Long-acting GLP-1 RAs

Efficacy

Exenatide LAR 2 mg and albiglutide 30 and 50 mg are both dosed once weekly and have been studied as monotherapy, in combination with OAMs, and have been compared with various conventional diabetes treatment options [Amylin Pharmaceuticals, Inc., 2012; GlaxoSmithKline LLC, 2014].

Exenatide LAR monotherapy was compared with metformin, pioglitazone, and sitagliptin monotherapy in a 26-week study. HbA1c was reduced by −1.53% with exenatide LAR, –1.48% with metformin, –1.63% with pioglitazone, and −1.15% with sitagliptin from an average baseline HbA1c of 8.4–8.6%. Exenatide LAR was noninferior to metformin and superior to sitagliptin (p = 0.620 and p < 0.001, respectively), but did not reach noninferiority compared with pioglitazone (p = 0.328). Weight reductions were significantly greater with exenatide LAR compared with pioglitazone and sitagliptin but similar between exenatide once weekly and metformin [Russell-Jones et al. 2012].

Add-on therapy with exenatide LAR once weekly was evaluated against sitagliptin or pioglitazone in patients nonresponsive to metformin monotherapy in a 26-week randomized, double-blind trial. The baseline average HbA1c of 8.5% was reduced to 7.2% in the exenatide LAR treatment arm, 7.7% in the sitagliptin treatment arm, and 7.4% in the pioglitazone treatment arm. Reductions in HbA1c were significantly greater with exenatide LAR than sitagliptin and pioglitazone (p < 0.0001 and p = 0.0165, respectively). FBG was reduced by all treatments. Exenatide LAR had a greater reduction in FBG than sitagliptin but not pioglitazone (p = 0.0038 and p = 0.3729, respectively). Exenatide LAR also provided significant weight loss of −2.3 kg compared with −0.8 kg weight loss with sitagliptin (p = 0.0002) and the 2.8 kg weight gain with pioglitazone (p < 0.0001) [Bergenstal et al. 2010]. An extension study, in which patients were continued on exenatide LAR or switched from sitagliptin and pioglitazone to exenatide once weekly, showed sustained HbA1c, FBG, and weight reduction in the patients that continued on exenatide LAR and improved results in these parameters for patients that switched from sitagliptin and pioglitazone to exenatide LAR for up to 1 year. The most significant changes were seen in glycemic control improvement in the sitagliptin to exenatide LAR group (additional −0.3% HbA1c reduction; p = 0.0010) and in weight reduction in the pioglitazone to exenatide LAR group (–3.0 kg weight loss; p < 0.0001) [Wysham et al. 2011].

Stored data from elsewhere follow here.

PR #1628, opened 2025-09-24
feat: support select/omit projections on populates

luislobo:
## Summary

- teach  to snapshot the original populate instructions and apply the requested  /  projection after unserializing populated child records; this keeps adapter quirks from leaking extra attributes
- allow singular () populates to specify  / ; we validate the shapes, require array syntax, auto-include the child PK, reject unknown / collection attributes, and block custom projections when the associated model is 
- build out regression coverage for the happy path and every new  error branch (bad types, unknown fields, collection / PK references, schema:false models), derived from sailscastshq/waterline@414c927590893a5eefa632f92cbed1f0b3d75d42

## Why

Waterline already supports  /  on top-level criteria, but populated singular associations silently ignored those directives. Adapters that don’t implement column-level projections returned fully hydrated child rows, so API users had no reliable way to trim sensitive attributes out of populated associations.
The validation code also rejected otherwise reasonable populate subcriteria, making it impossible to express  /  even if we applied them ourselves.

This change brings singular populates up to parity with top-level projections, keeps adapters honest, and documents the exact set of error cases developers should expect when they misuse the feature.

## How

1. Capture the original  dictionary in , then run a tiny projector over every populated child record once we’ve transformed column names back into attribute names.
2. Extend the singular-attribute normalization branch in  so that:
   - only , , or  are accepted
   - the arrays contain strings that resolve to real attributes on the associated model
   - the associated model’s primary key remains selected
   - schema:false associated models continue to forbid custom projections
3. Port the sailscastshq test additions and expand them to exercise every failure mode (non-arrays, non-strings, unknown attributes, collection attributes, schema:false usage, PK omission).

## Testing

- npm test

### DIFF
--- a/CHANGELOG.md
+++ b/CHANGELOG.md
@@ -3,6 +3,7 @@
 ### Edge
 
 ##### General
+* [ENHANCEMENT] Allow `select`/`omit` projections on populated singular associations (ported from sailscastshq/waterline@414c927).
 * [BUGFIX] Fix .archive() and .archiveOne() when using custom column names  (#1616)
 * [BREAKING] Waterline attribute names must now be [ECMAScript 5.1-compatible variable names](https://github.com/mikermcneil/machinepack-javascript/blob/3786c05388cf49220a6d3b6dbbc1d80312d247ec/machines/validate-varname.js#L41).
   + Custom column names can still be configured to anything, as long as it is supported by the underlying database.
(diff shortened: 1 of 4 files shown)


luislobo:
Resolves https://github.com/balderdashy/sails/issues/4667

Issue #13, opened 2021-03-22
Debug logging for new Parameter Processors


MerlinofMines:
The new method of parameter processing doesn't have debug logs, so it's tough to understand why something did or did not parse.

I think something in the top level function for what was processed and the output type could be useful.  we could also consider logging as part of each parameter processor.  Maybe in SimpleParameterProcessor?

MerlinofMines:
Alright, taking a look at this one.

MerlinofMines:
tricky tricky.

Im thinking that a way to get or set strings/tokens per command parameter type is probably best here.

trying to figure out how I can add this support without adding a bunch of boilerplate to CommandParameters

PR #64, opened 2021-04-21
Parameter processor debugging enhancement

MerlinofMines:
This commit implements much better processor debugging support with 2 commits:

1 - Add the parse tree to the debug output.  When LogLevel is set to Debug, the output will contain detailed information about how the command was parsed.

2 - Add line numbers to the exception output when a command cannot be parsed.  

This commit implements #13

### DIFF
--- a/EasyCommands/CommandParsers/ParameterProcessors.cs
+++ b/EasyCommands/CommandParsers/ParameterProcessors.cs
@@ -31,29 +31,29 @@ namespace IngameScript {
                     requiredRight<StringCommandParameter>(),
                     (p,name) => {
                         FunctionDefinition definition;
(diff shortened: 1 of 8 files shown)


EasyCommands/CommandParsers/ParameterProcessors.cs
```diff
@@ -356,7 +358,11 @@ public static class ParameterProcessorRegistry {
                             } else revisit = true;
                         }
                     }
-                    if (processed) { processorIndex = 0; continue; }
+                    if (processed) {
+                        Debug(String.Join(" ", commandParameters.Select(p => CommandParameterToString(p)).ToList()));
+                        processorIndex = 0;
```
pandincus, line 363: Let's add a script test for this. Don't bother asserting every line, just pick one.

pandincus (approved):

In a 104-week randomized, placebo and active controlled trial, albiglutide was compared with placebo, sitagliptin, and glimepiride in patients inadequately controlled on metformin. Average baseline HbA1c was 8.1%. Albiglutide provided a significantly greater reduction in HbA1c (–0.63%) than all of the other treatment arms (–0.27% with placebo, –0.28% with sitagliptin, and −0.36% with glimepiride; p < 0.001, p = 0.001, and p = 0.0033, respectively). Patients in the albiglutide group lost more weight on average but the secondary outcome of weight change from baseline to week 104 was only significantly greater in the albiglutide group compared with glimepiride [Ahren et al. 2014].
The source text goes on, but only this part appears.